The first quarter rally has stalled in the past week while market players await the final outcome of U.S.-China trade talks, but a basket of small-cap leaders continues to post new highs. This makes sense, given the growing risk appetite following a 2018 decline that threatened to upend the decade-long bull market. However, positive small-cap seasonality will dissipate in two months, giving way to a mid-year environment that often punishes small speculative issues.
As a result, it makes sense to make hay while the sun shines, pressing positions while engaging in aggressive risk management and profit taking. This process works best when the technician identifies potential barriers before trade entry, uses trailing stops after entry and takes profits without hesitation when price action reaches those levels. Of course, this takes discipline because rising prices can induce absentmindedness that ignores major warning signs.
These small-cap leaders have risen to the top of the Russell 2000 performance list as calculated by relative positioning above the 200-day exponential moving average (EMA). That also means these stocks are probably overbought and setting off contrary signals, adding another reason that aggressive trade management is needed to book profits. Stochastics signals are particularly useful when dealing with this scenario, watching for bearish crossovers that can precede downturns.
Lattice Semiconductor Corporation (LSCC) sells programmable logic and other semiconductor devices in Asia, Europe and the Americas. A multi-year uptrend posted an all-time high at $41.69 in 2000, while a multi-year downtrend hit $1.04 during the 2008 economic collapse. The stock bounced to $7.38 in 2011, marking resistance ahead of a 2014 breakout that failed at $9.19. Rally attempts in 2016 and 2018 also failed, but last month's buying spike finally cleared that level, lifting into the double digits for the first time since 2004.
A descending triangle breakdown in 2002 established strong resistance near $17, while that level now marks the .382 Fibonacci retracement level of the eight-year downtrend, denoting a potential upside target for the current advance. The rally is now approaching interim resistance at the 2004 high above $13, raising the odds for a pullback that could reach the 50-day EMA near $10. In turn, that price zone could offer a low-risk buying opportunity.
iRobot Corporation (IRBT) makes self-driving appliances for home and business. It came public at $29.51 in November 2005 and topped out above $37 just three sessions later. That level marked resistance for a decade, denying breakout attempts in 2011, 2012, 2013 and 2014. The stock finally broke out ahead of the 2016 election, surging to $109.40 in July 2017, and it pulled back into the mid-$50s during the second and third quarters of 2018.

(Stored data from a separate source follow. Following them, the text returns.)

PR #17090, opened 2025-04-07
mpremote: Refactor error handling to apply generically to any errno.

AJMansfield:
### Summary

This rewrites the code that previously manually emitted and caught various `OSError` subclasses with equivalent code that uses the errno name dictionary to do this generically, and updates the exception handler in `do_filesystem` to catch them in a similarly-generic fashion using `os.strerror` to retrieve an appropriate error message text equivalent to the current messages.

Note that in the CPython environments where mpremote runs, the call to the `OSError` constructor _already returns an instance of the corresponding mapped exception subtype_.

That is, this code:

```python
raise PermissionError(errno.EPERM, '')
```

is _exactly_ equivalent to:

```python
raise OSError(errno.EPERM, '')
```
 
i.e. they both raise a `PermissionError(1, '')` error.

(See also: #17088, documenting this difference with micropython.)

### Testing

This PR adds an automated test script, `test_errno.sh`. It includes test cases for all of the errnos that were previously special-cased and for raw TransportErrors not wrapping any OSError.

I've tested running the full mpremote test suite, including this new script against rp2040 and rp2350 targets, and have performed additional manual tests of all of the existing exception cases to make sure they were covered.

Manual testing also led to the discovery of the [modules_errno_enotsup.py](https://github.com/micropython/micropython/pull/17088/files#diff-ecb9788a74be865a5c79ff47ebda69bffb0ca106d8cf675e51586345b2fc4231) cpydiff submitted in #17088. I've also added a test to ensure mpremote correctly handles this corner case.

This PR removes the conversion from `errno.ENODEV` into `FileNotFoundError`; see https://github.com/micropython/micropython/pull/17090#discussion_r2049376106 for a discussion of the rationale.

This PR subtly changes the spelling of some of the error messages that get reported when filesystem operations fail. This may break external tools that depend on those specific spellings may break; such usages arguably deserve to break, but this change also inadvertently makes mpremote compatible with any other pre-existing jank that expects the CPython error spellings.

Many of the errors this code scans for in the mpremote output are ones that micropython could never generate. This is a mild performance pessimization. I previously suspected that this might also broaden a correctness issue around injecting errno symbol names into file paths, however I've tested and verified that no such vulnerability exists.

### DIFF
--- a/tools/mpremote/mpremote/commands.py
+++ b/tools/mpremote/mpremote/commands.py
@@ -393,12 +393,8 @@ def do_filesystem(state, args):
                     )
                 else:
                     do_filesystem_cp(state, path, cp_dest, len(paths) > 1, not args.force)
-    except FileNotFoundError as er:
-        raise CommandError("{}: {}: No such file or directory.".format(command, er.args[0]))
-    except IsADirectoryError as er:
-        raise CommandError("{}: {}: Is a directory.".format(command, er.args[0]))
-    except FileExistsError as er:
-        raise CommandError("{}: {}: File exists.".format(command, er.args[0]))
+    except OSError as er:
+        raise CommandError("{}: {}: {}.".format(command, er.strerror, os.strerror(er.errno)))
     except TransportError as er:
         raise CommandError("Error with transport:\n{}".format(er.args[0]))
 
--- a/tools/mpremote/mpremote/transport.py
+++ b/tools/mpremote/mpremote/transport.py
@@ -56,7 +56,10 @@ listdir_result = namedtuple("dir_result", ["name", "st_mode", "st_ino", "st_size
 # raises it as the corresponding OSError-derived exception.
 def _convert_filesystem_error(e, info):
     if "OSError" in e.error_output:
-        for code, estr in errno.errorcode.items():
+        for code, estr in [
+            *errno.errorcode.items(),
+            (errno.EOPNOTSUPP, "EOPNOTSUPP"),
+        ]:
             if estr in e.error_output:
                 return OSError(code, info)
     return e
--- a/tools/mpremote/mpremote/transport.py
+++ b/tools/mpremote/mpremote/transport.py
@@ -55,18 +55,10 @@ listdir_result = namedtuple("dir_result", ["name", "st_mode", "st_ino", "st_size
 # Takes a Transport error (containing the text of an OSError traceback) and
 # raises it as the corresponding OSError-derived exception.
 def _convert_filesystem_error(e, info):
-    if "OSError" in e.error_output and "ENOENT" in e.error_output:
-        return FileNotFoundError(info)
-    if "OSError" in e.error_output and "EISDIR" in e.error_output:
-        return IsADirectoryError(info)
-    if "OSError" in e.error_output and "EEXIST" in e.error_output:
-        return FileExistsError(info)
-    if "OSError" in e.error_output and "ENODEV" in e.error_output:
-        return FileNotFoundError(info)
-    if "OSError" in e.error_output and "EINVAL" in e.error_output:
-        return OSError(errno.EINVAL, info)
-    if "OSError" in e.error_output and "EPERM" in e.error_output:
-        return OSError(errno.EPERM, info)
+    if "OSError" in e.error_output:
+        for code, estr in errno.errorcode.items():
+            if estr in e.error_output:
+                return OSError(code, info)
     return e
 
 
--- a/tools/mpremote/tests/test_errno.sh
+++ b/tools/mpremote/tests/test_errno.sh
@@ -1,0 +1,38 @@
+#!/bin/bash
+set -e
+
+# Special ErrorFS so the test can induce arbitrary filesystem errors.
+cat << EOF > "${TMP}/fs.py"
+import os, vfs, errno
+
+class ErrorFS:
+    def mount(self, *a, **k):
+        pass
+    def umount(self, *a, **k):
+        pass
+    def chdir(self, *a, **k):
+        pass
+    def open(self, *a, **k):
+        raise self.error
+
+fs = ErrorFS()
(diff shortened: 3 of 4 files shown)


tools/mpremote/mpremote/transport.py
```diff
@@ -55,14 +56,10 @@ def __init__(self, status_code, error_output):
...
 # raises it as the corresponding OSError-derived exception.
 def _convert_filesystem_error(e, info):
-    if "OSError" in e.error_output and "ENOENT" in e.error_output:
-        return FileNotFoundError(info)
-    if "OSError" in e.error_output and "EISDIR" in e.error_output:
-        return IsADirectoryError(info)
-    if "OSError" in e.error_output and "EEXIST" in e.error_output:
-        return FileExistsError(info)
-    if "OSError" in e.error_output and "ENODEV" in e.error_output:
-        return FileNotFoundError(info)
```
dpgeorge, line 65: It looks like this one is not automatically converted, ie:
```py
OSError(errno.ENODEV, 'filename')
```
just returns:
```py
OSError(19, 'filename')
```
So maybe it needs to be handled explicitly?

tools/mpremote/mpremote/commands.py
```diff
@@ -367,14 +367,8 @@ def do_filesystem(state, args):
...
                 else:
                     do_filesystem_cp(state, path, cp_dest, len(paths) > 1, not args.force)
-    except FileNotFoundError as er:
-        raise CommandError("{}: {}: No such file or directory.".format(command, er.args[0]))
-    except IsADirectoryError as er:
-        raise CommandError("{}: {}: Is a directory.".format(command, er.args[0]))
-    except FileExistsError as er:
-        raise CommandError("{}: {}: File exists.".format(command, er.args[0]))
-    except TransportError as er:
-        raise CommandError("Error with transport:\n{}".format(er.args[0]))
```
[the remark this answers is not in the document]
AJMansfield: Good catch! I'll see if I can add a test case for this regression too.

tools/mpremote/mpremote/transport.py
dpgeorge: > I'm of the opinion that the conversion from `ENODEV` into `FileNotFoundError` ought to be _removed_.

Yes, that sounds reasonable to me.

AJMansfield:
I've added the TransportError handler back in, and a test script to verify it and everything else.

dpgeorge:
This looks good now, thank you.

I have some feedback on the test, which is just a suggestion, not necessary to get this merged: it's possible, and simpler in the case at hand, to define an actual filesystem in Python, rather than a block device.  And then make that filesystem raise the relevant exception.  Eg something like this (untested!):
```py
class FS:
    def setup_error(self, er):
        self._cur_error = er
    def mount(self, readonly, mkfs):
        pass
    def chdir(self, path):
        pass
    def open(self, path, mode):
        raise self._cur_error

fs = FS()
vfs.mount(fs, "/fs")
setup_error = fs.setup_error
```

AJMansfield:
> It's possible, and simpler in the case at hand, to define an actual filesystem in Python, rather than a block device. And then make that filesystem raise the relevant exception.

Good call on that, that'd definitely make the test shorter and less clumsy; I'll implement this and retest.

(Also, I should probably test this under Windows first too, just to be sure, now that I have an environment for that set up.)

AJMansfield:
I've updated the test with the simplification suggested -- which also let me replace the `touch` commands with even-more-noopish `cat` commands.

I've re-tested the suite again with a WSL2 Linux mpremote host and Rpi Pico2 device and can confirm the new test discriminates regressions on all issues previously discussed; tests from my Windows 11 mpremote host forthcoming momentarily.

AJMansfield:
Running the test from a Windows 11 mpremote host (using an MSYS2 bash shell) against the same RPi Pico2 device has revealed an interesting deviation:

```patch
--- test_errno.sh.exp   2025-04-24 10:02:53.218824300 -0400
+++ test_errno.sh.out   2025-04-24 10:02:57.736379400 -0400
@@ -20,6 +20,6 @@
 mpremote: cat: EPERM.py: Operation not permitted.
 expect error
 -----
-mpremote: cat: EOPNOTSUPP.py: Operation not supported.
+mpremote: cat: EOPNOTSUPP.py: Unknown error.
 expect error
 -----
```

The stock completed a round trip into the 2017 high in September and eased into a sideways pattern that completed the handle of a cup and handle pattern, ahead of a February 2019 breakout that is now generating upside momentum. The rally is trading at an all-time high, while the depth of the cup and handle forecasts a healthy price target above $160. Accumulation has reached an all-time high as well, generating a strong tailwind that should underpin gains.
Array BioPharma Inc. (ARRY) develops and markets small molecule drugs used in the treatment of cancer, heart disease and other conditions. A rally into 2002 stalled in the mid-teens, marking resistance ahead of a failed 2007 breakout attempt. The stock fell to an all-time low at $1.58 in 2011 and turned higher, returning to resistance for the second time in February 2018. It finally cleared that barrier last month and is now trading at an all-time high.
The on-balance volume (OBV) accumulation-distribution indicator has lifted to an all-time high with price, raising the odds for strong returns in the coming months. The rally paused for a few days in the low $20s and is now probing a new high, indicating a potential rally thrust into the upper $20s. A trailing stop should work well with this price structure, while a pullback to the 50-day EMA near $20 could offer a lower-risk buying opportunity.
The Bottom Line
Small-cap leaders continue to post new highs, despite waning momentum in broad market indices.
Disclosure: The author held no positions in the aforementioned securities at the time of publication.